Figure 1. Message life cycle

Picking the right VisibilityTimeout value depends on your application. Pick a number that is too small and the message could show up on the queue before your consumer has had a chance to finish processing. Pick a timeout that is too large and processing the work item could take a long time in case of a failure. This is one area where you should experiment to see what number works for you.

In the real world, step 3b will see a different consumer pick up and process the message to completion, while the first crashing consumer is resurrected. Using this two-phase model to delete messages, Windows Azure queues ensure that every message gets processed at least once.

Note:

One interesting issue that occurs when messages get redelivered on crashing receivers has to do with poison messages. Imagine a message that maliciously or nonmaliciously causes a bug in your code, and causes a crash. Since the message won’t be deleted, it’ll show up in the queue again, and cause another crash…and another crash…and over and over. Since it stays invisible for a short period of time, this effect can go unnoticed for a long period of time, and cause significant availability issues for your service. Protecting against poison messages is simple: get the security basics right, and ensure that your worker process is resilient to bad input.
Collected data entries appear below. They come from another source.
PR #15434, opened 2026-02-28
feat(opencode): auto-reload provider auth state on 401 and add /reauth command

### LINKED ISSUE #15433: [FEATURE]: Refresh wellknown auth on 401 Unauthorized

When wellknown auth tokens expire they must be refreshed by executing `opencode auth login https://...`. If opencode was already running the process must also be restarted. A token with a short lifespan causes this to be a frequent annoyance.

A improved behavior would be to attempt a to execute the login flow for all configured welknown auth tokens after getting a 401 error response.

aberglund-cf:
### Issue for this PR

Closes #15433

### Type of change

- [ ] Bug fix
- [x] New feature
- [ ] Documentation

### What does this PR do?

Provider auth changes (API keys, wellknown tokens) are now picked up without restarting. On 401, the session processor automatically refreshes auth state and retries once. 

Users can also trigger this manually via /reload (or /refresh). Wellknown auth token refresh is shared between the CLI login flow and the automatic reload path.

### Outstanding questions

- /reload - nice to have but it could be better to not take up space or possibly introduce buggy behavior. I'd like to hear some opinions about that.
- Should this behavior live behind a config flag?

- Added unit tests where feasible
- Manually exercised login flow by removing token from auth and triggering refresh

### Checklist


Delqhi:
I hit a closely related real-world case while debugging : fresh  processes could recover after auth/account state changed on disk, but already-open sessions could stay stuck on stale provider state until restart.\n\nI ended up fixing the plugin side with an OpenAI-style pattern very similar to this PR:\n- reload latest provider/account state from disk at request time\n- flush stale in-memory rate-limit/account-failure state\n- retry once before hard-failing on stale  /  states\n\nUpstream plugin PR for the concrete package-side fix: https://github.com/NoeFabris/opencode-antigravity-auth/pull/539\n\nSo from local repro: this core  direction is absolutely the right model for already-open sessions.

Delqhi:
I hit a closely related real-world case while debugging `opencode-antigravity-auth`: fresh `opencode run` processes could recover after auth/account state changed on disk, but already-open sessions could stay stuck on stale provider state until restart.

I ended up fixing the plugin side with an OpenAI-style pattern very similar to this PR:
- reload latest provider/account state from disk at request time
- flush stale in-memory rate-limit/account-failure state
- retry once before hard-failing on stale `No Antigravity accounts...` / `All accounts rate-limited...` states

Upstream plugin PR for the concrete package-side fix: https://github.com/NoeFabris/opencode-antigravity-auth/pull/539

So from local repro: this core `reload + retry once` direction is absolutely the right model for already-open sessions.

PR #15487, opened 2026-02-28
core: make account login upgrades safe while adding multi-account workspace auth

thdxr:
## Summary
- add device-flow sign-in plus clearer `providers` and `account` commands so people can connect and manage credentials from the CLI without hand-editing config
- support multiple saved accounts with workspace-aware access, so switching between different organizations no longer overwrites an existing login
- preserve compatibility with legacy account tables during the schema migration, so existing users keep access after upgrading instead of losing stored auth data


packages/opencode/src/account/repo.ts
```diff
@@ -0,0 +1,150 @@
...
+import { AccountStateTable, AccountTable } from "./account.sql"
+import { Account, AccountID, AccountRepoError, OrgID } from "./schema"
+
+export type AccountRow = (typeof AccountTable)["$inferSelect"]
+
+const decodeAccount = Schema.decodeUnknownSync(Account)
+
+type DbClient = Parameters<typeof Database.use>[0] extends (db: infer T) => unknown ? T : never
+
+const toAccountRepoError = (message: string, cause?: unknown) => new AccountRepoError({ message, cause })
```
RhysSullivan: inline

RhysSullivan: not needed

packages/opencode/src/account/repo.ts
```diff
@@ -0,0 +1,150 @@
...
+
+const db = <A>(run: (db: DbClient) => A) =>
+  Effect.try({
+    try: () => Database.use(run),
+    catch: (cause) => toAccountRepoError("Database operation failed", cause),
+  })
+
+const fromRow = (row: AccountRow) => decodeAccount(row)
```
RhysSullivan: inline

packages/opencode/src/account/repo.ts
```diff
@@ -0,0 +1,150 @@
...
+
+const current = (db: DbClient) => {
+  const state = db.select().from(AccountStateTable).where(eq(AccountStateTable.id, 1)).get()
```
kitlangton: extract the magic number 1 here. it's used a few places.

packages/opencode/src/account/repo.ts
```diff
@@ -0,0 +1,150 @@
...
+  if (!state?.active_account_id) return
+  return db.select().from(AccountTable).where(eq(AccountTable.id, state.active_account_id)).get()
+}
+
+const setActive = (db: DbClient, accountID: AccountID) =>
+  db
+    .insert(AccountStateTable)
+    .values({ id: 1, active_account_id: accountID })
```
kitlangton: extract the magic number 1 here. it's used a few places.

packages/opencode/migration/20260228203230_blue_harpoon/migration.sql
```diff
@@ -0,0 +1,17 @@
...
+	`refresh_token` text NOT NULL,
+	`token_expiry` integer,
+	`selected_org_id` text,
+	`time_created` integer NOT NULL,
+	`time_updated` integer NOT NULL
+);
+--> statement-breakpoint
+CREATE TABLE `account_state` (
+	`id` integer PRIMARY KEY NOT NULL,
+	`active_account_id` text,
```
kitlangton, line 15: the active_account_id + selected_org_id thing is a bit weird. whhy not just put the selected org id on the account state too? so that's the selector. I know we forget the last selected org per account... but does taht matter? maybe?

packages/opencode/src/account/repo.ts
kitlangton: Done.

kitlangton: Done.

packages/opencode/src/account/repo.ts
kitlangton: Done.

packages/opencode/src/account/repo.ts
kitlangton: Done.

packages/opencode/src/account/repo.ts
kitlangton: Done.

packages/opencode/src/account/service.ts
```diff
@@ -0,0 +1,387 @@
...
+
+const ClientId = Schema.Struct({ client_id: Schema.String })
+
+const DeviceTokenRequest = Schema.Struct({
+  grant_type: Schema.String,
+  device_code: Schema.String,
+  client_id: Schema.String,
+})
+
+const serverDefault = "https://web-14275-d60e67f5-pyqs0590.onporter.run"
```
kitlangton: I don't think we want a default at this time.

RhysSullivan (approved):

Issue #15117, opened 2026-02-25
[FEATURE]: Expose session context to MCP servers via environment variables


adiled:
### Feature hasn't been suggested before.

- [x] I have verified this feature I'm about to request hasn't been suggested before.

### Related

- Related to #9292 
- Related to PR #9289

## Problem

MCP servers spawned by OpenCode have no way to identify which session invoked a tool call. While #9292 and PR #9289 address this for the bash tool and prompt shell, MCP servers are spawned via `StdioClientTransport` in `mcp/index.ts` and do not receive session context.

This creates a gap for multi-session orchestration systems where:
- Multiple OpenCode sessions run concurrently
- A shared MCP server handles tool calls from all sessions
- The MCP server needs to route responses or state back to the correct session

Without session identification, the MCP server cannot correlate tool calls to their originating session.

## Use Case

An orchestration system manages multiple concurrent OpenCode sessions, each working on a different task. When a session calls an MCP tool (e.g., `send_notification` or `log_progress`), the MCP server needs to know which session made the call to route the output to the correct destination.

Currently, the only workaround is requiring the LLM to pass an identifier as a tool parameter, which is error-prone and adds cognitive load to the agent.

## Proposed Solution

Expose session context to MCP servers, similar to PR #9289:

- `OPENCODE_SESSION_ID`: The unique session identifier (e.g., `ses_xyz123`)
- `OPENCODE_SESSION_TITLE`: The human-readable session title

### Additional context

This would enable building robust multi-session orchestration systems on top of OpenCode where MCP servers can maintain session affinity for routing, logging, and state management.

Issue #14237, opened 2026-02-19
TUI: signal exits leak child processes


bradkk-safer:
## Description

The TUI entrypoint (`tui/thread.ts`) only runs cleanup through `onExit`, which
calls `client.call("shutdown")`. Signal paths (`SIGINT`, `SIGTERM`, `SIGHUP`)
have no handlers, so worker cleanup is skipped and child resources can survive.

Same lifecycle class as #14091, different command path.

## Code evidence

`packages/opencode/src/cli/cmd/tui/thread.ts`:

- `SIGUSR2` handler exists (reload only).
- No handlers for `SIGINT`, `SIGTERM`, or `SIGHUP`.
- Cleanup only here:

```typescript
onExit: async () => {
  await client.call("shutdown", undefined)
}
```

`worker.ts` already has proper cleanup in `rpc.shutdown()` (event stream abort,
`Instance.disposeAll()` with timeout, `server.stop(true)`), but `thread.ts` does
not guarantee it runs on signal exit.

## Steps to reproduce

```bash
# 1) Start TUI under a terminal host
script -q -c "opencode /tmp/repro-project" /tmp/tui.log &
# 2) Send SIGHUP to TUI process
kill -HUP "$(pgrep -f 'opencode /tmp/repro-project')"
sleep 2
# 3) Check for surviving children
pgrep -fa 'fake-mcp'  # child MCP process still alive
```

(Full harness with a deterministic fake MCP server available on request.)

## Expected behavior

TUI should run worker shutdown on signal/terminal-close paths so child resources
are disposed before process exit.

## Actual behavior

Child resources can survive after signal exit because shutdown is not invoked.

## OpenCode version

`dev` branch at `3a416f6f3`

## Operating System

Linux (signal semantics apply cross-platform; Windows uses different exit paths
already handled by `win32` guards in the same file)

s2bomb:
Closing — duplicate of #12767 (tracked by PRs #13848 and #12718).

Issue #7261, opened 2026-01-07
v1.1.6 still has memory bloat - heap not released + MCP orphan processes


mike-lsadigital:
## Environment
- **OpenCode version:** 1.1.6 (Jan 7, 2026)
- **OS:** macOS 26.0.1 (arm64, Apple Silicon)
- **RAM:** 64 GB
- **Installation:** Self-update (`~/.opencode/bin/opencode`)

## Problem
After updating to v1.1.6 (which was supposed to fix memory issues per #5363, #6119, #7046), experiencing:
1. **Session hangs** during normal chat
2. **Memory bloat** until entire machine becomes unresponsive
3. **Orphaned MCP server processes** accumulating across sessions

### 1. Go Heap Arena Accumulation
```
Actual RAM: 862 MB
Virtual:    485 GB  ← abnormally high
```

The process accumulates Go heap arenas (128MB each) that are never released:
```
VM_ALLOCATE  300000000-308000000  [128.0M  6336K  ...]
VM_ALLOCATE  308000000-310000000  [128.0M     0K  ...]
VM_ALLOCATE  310000000-318000000  [128.0M     0K  ...]
... (32+ arenas in a fresh session)
```

Go's GC collects objects but **doesn't return memory to OS**. Over long sessions with many tool invocations, this balloons to 70GB+.

### 2. MCP Server Process Leaks
When OpenCode exits (crash or normal), MCP servers aren't terminated:
```bash
# Found after previous session crashed:
PID 37195 - context7-mcp (started 4:13 PM) ← ORPHAN
PID 37184 - context7-mcp (started 4:13 PM) ← ORPHAN  
PID 37227 - chrome-devtools-mcp (started 4:13 PM) ← ORPHAN
PID 37216 - chrome-devtools-mcp (started 4:13 PM) ← ORPHAN

# Current session spawns NEW ones:
PID 75937 - context7-mcp (started 4:28 PM)
PID 75927 - chrome-devtools-mcp (started 4:28 PM)
```

Each crashed/exited session leaves ~300MB+ of orphan MCP processes.

### 3. Temp File Accumulation
27 JIT-compiled `.dylib` files in `/private/tmp/` not cleaned up between sessions.

## Reproduction
1. Start OpenCode, use for 30+ minutes with various tool calls (file reads, greps, etc.)
2. Exit session (or let it crash)
3. Start new session
4. Repeat 3-4 times
[...]

Issue #6279, opened 2025-12-28
Feature: Pass session identifier to MCP servers


hosseinalipour:
## Summary

OpenCode currently does not pass any session identifier to MCP servers during tool calls, preventing MCP servers from maintaining session context or tracking interactions across multiple calls within a single OpenCode session.

## Current Behavior

- Session IDs are generated using `ses_` prefix (see `/packages/opencode/src/id/id.ts`)
- Sessions are stored at `storage/session/{projectID}/{sessionID}.json`
- MCP tool calls in `/packages/opencode/src/mcp/index.ts` only pass `name` and `arguments` to `client.callTool()`
- No session context is available to MCP servers

## Desired Behavior

MCP servers should receive the OpenCode session identifier, enabling:
- Session tracking and analytics
- Contextual awareness across multiple tool calls
- Better debugging and monitoring
- Support for session-specific state management in MCP servers

## Proposed Implementation

Options to consider:
1. Pass session ID as a custom header for remote MCP servers
2. Include session ID in the request metadata for stdio MCP servers
3. Add a configuration option to enable/disable this feature

## Related Files

- Session ID generation: `packages/opencode/src/id/id.ts`
- MCP client & tool calls: `packages/opencode/src/mcp/index.ts`
- Tool context: `packages/opencode/src/tool/tool.ts`

## Question

Would you accept a contribution for this feature? I'm interested in implementing session identifier support for MCP tool calls.

hosseinalipour:
The linked issue (#6142) is about passing sessionId to internal plugin hooks, which is a different mechanism than MCP servers.

I researched the MCP protocol and found there's no standard convention for passing clientId/sessionId to MCP servers. For stdio transport, environment variables seem like the cleanest approach since OpenCode spawns the MCP process.

I can submit a PR that passes sessionId and projectId via environment variables (e.g., `OPENCODE_SESSION_ID`, `OPENCODE_PROJECT_ID`) when launching MCP servers. Would that approach work?

thdxr:
To stay organized issues are automatically closed after 90 days of no activity. If the issue is still relevant please open a new one.

PR #15516, opened 2026-03-01
fix: kill orphaned MCP child processes and expose OPENCODE_PID on shu…

### LINKED ISSUE #6633: [Bug] MCP processes not terminated after session ends
## Environment
- OS: macOS
- opencode version: latest

## Bug Description
MCP processes spawned by opencode are not terminated when the session ends. Over time, zombie processes accumulate and require manual cleanup.

## Steps to Reproduce
1. Start opencode session
2. Use any MCP tool (e.g., interactive-review, postgresql-mcp)
3. Exit opencode session (or start a new session)
4. Check running processes: `ps aux | grep mcp`

## Expected Behavior
MCP processes should be terminated when the opencode session ends.

## Actual Behavior
MCP processes remain running indefinitely after session ends.

```
# Example: Multiple zombie processes from different sessions
trevari  5810  5:18PM  node postgresql-mcp-server/build/index.js
trevari  5809  5:18PM  node postgresql-mcp-server/build/index.js
trevari  5808  5:18PM  uv run interactive-review/mcp-server server.py
trevari  91128 11:45AM node postgresql-mcp-server/build/index.js  # 7 hours old
trevari  91127 11:45AM node postgresql-mcp-server/build/index.js  # 7 hours old
```

## Workaround
Manual cleanup required:
```bash
pkill -f "interactive-review"
pkill -f "postgresql-mcp"
```

## Additional Context
- Confirmed this is NOT an issue with individual MCP servers
- Multiple MCP types (interactive-review, postgresql-mcp) exhibit the same behavior
- Different TTY sessions (ttys000, ttys004) have orphaned processes

ryangamerdev:
### Issue for this PR

Closes #6633
Related: #7261, #14237, #6279, #15117

### Type of change

- [x] Bug fix
- [x] New feature
- [ ] Documentation

### What does this PR do?

When opencode exits, MCP servers that spawn child processes (e.g. chrome-devtools-mcp spawning Chrome) leave those grandchild processes orphaned. The MCP SDK's `StdioClientTransport.close()` only signals the direct child — it has no way to reach processes further down the tree. These orphans accumulate across sessions and cause a 3-5 second shutdown delay because the SDK times out waiting on a server that is blocked waiting on its own children.

Additionally, concurrent opencode sessions sharing the same MCP server config clash on shared state. With chrome-devtools-mcp for example, each new session tries to take over the same browser instance, killing the previous session's MCP service in the process.

Before calling `client.close()`, we now walk the full descendant tree of each local MCP server transport using `pgrep -P` and SIGTERM every descendant. With its children already gone, the MCP server exits immediately and the SDK close completes without hitting its timeout. Skipped on Windows where `pgrep` is not available.

Also sets `OPENCODE_PID` in `process.env` at startup alongside the existing `OPENCODE=1`. MCP server configs can reference `{env:OPENCODE_PID}` to keep each session's MCP services fully independent — each session gets its own isolated browser instance and they no longer interfere with each other.

Example config:

```json
"chrome-devtools": {
  "type": "local",
  "command": [
    "npx", "-y", "chrome-devtools-mcp@latest",
    "--userDataDir={env:HOME}/.cache/chrome-devtools-mcp/{env:OPENCODE_PID}"
  ]
}
```

**Changes:**

- `mcp/index.ts`: `descendants()` walks the process tree via `pgrep -P` BFS; dispose handler SIGTERMs all descendants before SDK close
- `index.ts`, `e2e-local.ts`: set `process.env.OPENCODE_PID = String(process.pid)`

Started opencode with chrome-devtools-mcp configured with `--userDataDir={env:HOME}/.cache/chrome-devtools-mcp/{env:OPENCODE_PID}`. Confirmed Chrome launched. Exited opencode — exit was immediate (previously 3-5 seconds). `pgrep -fa chrome-devtools-mcp` returned nothing. Ran two concurrent sessions and confirmed each used an isolated profile directory with no SingletonLock conflicts.

### Screenshots / recordings

_N/A — terminal process, no UI changes._

### Checklist

### DIFF
--- a/packages/app/script/e2e-local.ts
+++ b/packages/app/script/e2e-local.ts
@@ -145,6 +145,7 @@ try {
     Object.assign(process.env, serverEnv)
     process.env.AGENT = "1"
     process.env.OPENCODE = "1"
+    process.env.OPENCODE_PID = String(process.pid)
 
     const log = await import("../../opencode/src/util/log")
     const install = await import("../../opencode/src/installation")
--- a/packages/opencode/src/index.ts
+++ b/packages/opencode/src/index.ts
@@ -76,6 +76,7 @@ let cli = yargs(hideBin(process.argv))
 
     process.env.AGENT = "1"
     process.env.OPENCODE = "1"
+    process.env.OPENCODE_PID = String(process.pid)
 
     Log.Default.info("opencode", {
       version: Installation.VERSION,
--- a/packages/opencode/src/mcp/index.ts
+++ b/packages/opencode/src/mcp/index.ts
@@ -160,6 +160,28 @@ export namespace MCP {
     return typeof entry === "object" && entry !== null && "type" in entry
   }
 
+  async function descendants(pid: number): Promise<number[]> {
+    if (process.platform === "win32") return []
+    const pids: number[] = []
+    const queue = [pid]
+    while (queue.length > 0) {
+      const current = queue.shift()!
+      const proc = Bun.spawn(["pgrep", "-P", String(current)], { stdout: "pipe", stderr: "pipe" })
+      const [code, out] = await Promise.all([proc.exited, new Response(proc.stdout).text()]).catch(
+        () => [-1, ""] as const,
+      )
+      if (code !== 0) continue
+      for (const tok of out.trim().split(/\s+/)) {
+        const cpid = parseInt(tok, 10)
+        if (!isNaN(cpid) && pids.indexOf(cpid) === -1) {
+          pids.push(cpid)
+          queue.push(cpid)
+        }
+      }
+    }
+    return pids
+  }
+
   const state = Instance.state(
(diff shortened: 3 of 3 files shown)


nexxeln (approved):
lgtm tysm

ryangamerdev:
One more note about this one, the reason I didn't add OPENCODE_SESSION_ID to be exported is because the point specifically where MCP services are initiated is BEFORE a session has been initiated.  Setting/exporting SessionID for use with the MCP services would be a major overhaul compared to how it's done today, and not add much to any value in my opinion. I can see the point of setting OPENCODE_SESSION_ID as an environment variable once a session is established so that it can be used in the session or for agents or other use cases, but that is solving a different problem and different area of the code than this PR, so to keep it clean this was focused on the MCP services.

Poison messages will eventually leave your system when their TTL is over. This could be an argument for making your TTLs shorter to reduce the impact of bad messages. Of course, you’ll have to weigh that against the risk of losing messages if your receivers don’t process messages quickly enough.

3. Queue Usage Considerations

Windows Azure queues trip up people because they expect the service to be just like MSMQ, SQL Service Broker, or <insert-any-common-messaging-system>—and it isn’t. You should be aware of some common “gotchas” when using Windows Azure queues. Note that these really aren’t defects in the system—they’re part of the package when dealing with highly scalable and reliable distributed services. Some things just work differently in the cloud.

3.1. Messages can be repeated (idempotency)

It is important that your code be idempotent when it comes to processing queue messages. In other words, your code should be able to receive the same message multiple times, and the result shouldn’t be any different. There are several ways to accomplish this.

One way is to just do the work over and over again—transcoding the same video a few times doesn’t really matter in the big picture. In other cases, you may not want to process the same transaction repeatedly (for example, anything to do with financial transactions). Here, the right thing to do is to keep some state somewhere to indicate that the operation has been completed, and to check that state before performing that operation again. For example, if you’re processing a payment, check whether that specific credit card transaction has already happened.

3.2. Messages can show up out of order

This possibility trips up people since they expect a system called a “queue” to always show first-in, first-out (FIFO) characteristics. However, this isn’t easily possible in a large distributed system, so messages can show up out of order once in a while. One good way to ensure that you process messages in order is to attach an increasing ID to every message, and reject messages that skip ahead.

3.3. Time skew/late delivery

Time skew and late delivery are two different issues, but they are related because they have to do with timing. When using Windows Azure worker roles to process queue messages, you shouldn’t rely on the clocks being in sync. In the cloud, clocks can drift up to a minute, and any code that relies on specific timestamps to process messages must take this into account.

Another issue is late delivery. When you place a message onto the queue, it may not show up for the receiver for some time. Your application shouldn’t depend on the receiver instantly getting to view the message.